◆ **Task description**
Would you copy out, exactly as written, each line from the one containing "jbearer, line 20: whitespace change" to the end of the records below?

Items listed in a dataset:
PR #2770, opened 2025-03-13
Nuke update_undecided_state from Storage

bfish713:
Closes #<ISSUE_NUMBER>


sequencer/api/migrations/postgres/V501__epoch_tables.sql
```diff
@@ -51,4 +42,4 @@ CREATE TABLE epoch_migration (
     completed bool DEFAULT FALSE
 );
 
-INSERT INTO epoch_migration (table_name) VALUES ('anchor_leaf'), ('da_proposal'), ('vid_share'), ('undecided_state'), ('quorum_proposals'), ('quorum_certificate');
\ No newline at end of file
+INSERT INTO epoch_migration (table_name) VALUES ('anchor_leaf'), ('da_proposal'), ('vid_share'), ('quorum_proposals'), ('quorum_certificate');
```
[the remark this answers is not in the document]
imabdulbasit: There must be a new migration to drop the table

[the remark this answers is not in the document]
bfish713: Yeah this is a problem, I wasn't sure what to do.  I don't think just deleting this is correct

sequencer/api/migrations/postgres/V15__undecided_state.sql
jbearer, line 1: We can't delete migrations as they are already deployed. Instead create a new migration with a higher `V` number to do a `DROP TABLE undecided_state`

sequencer/api/migrations/postgres/V501__epoch_tables.sql
```diff
@@ -18,15 +18,6 @@ CREATE TABLE vid_share2 (
 );
 
 
-CREATE TABLE undecided_state2 (
```
jbearer, line 21: Same here, this should be a new migration doing `DROP TABLE undecied_state2`

sequencer/api/migrations/postgres/V501__epoch_tables.sql
jbearer, line 45: I don't know what this is exactly but I guess we want something like `DELETE FROM epoch_migration WHERE table_name = 'undecided_state'`?

sequencer/api/migrations/sqlite/V105__undecided_state.sql
jbearer, line 1: Same here

sequencer/api/migrations/sqlite/V301__epoch_tables.sql
jbearer, line 1: And here

jbearer (changes requested):
Looks good except for migrations

bfish713:
Fix the sql I think, not sure how I can test it though

sequencer/api/migrations/postgres/V501__epoch_tables.sql
```diff
@@ -17,7 +17,6 @@ CREATE TABLE vid_share2 (
     data BYTEA
 );
 
-
```
jbearer, line 20: Unfortunately even this blank line diff might cause an issue. I believe the migration runner does a simple text comparison with the deployed migrations before applying new ones to make sure it's not doing anything inconsistent

sequencer/api/migrations/sqlite/V105__undecided_state.sql
```diff
@@ -4,4 +4,4 @@ CREATE TABLE undecided_state (
     id INT PRIMARY KEY,
     leaves BLOB NOT NULL,
     state  BLOB NOT NULL
-);
+);
```
jbearer, line 7: whitespace change

sequencer/api/migrations/sqlite/V301__epoch_tables.sql
```diff
@@ -17,7 +17,6 @@ CREATE TABLE vid_share2 (
     data BLOB
 );
 
-
```
jbearer, line 20: whitespace change

jbearer (approved):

◆ **Written solution**
jbearer, line 20: whitespace change

jbearer (approved):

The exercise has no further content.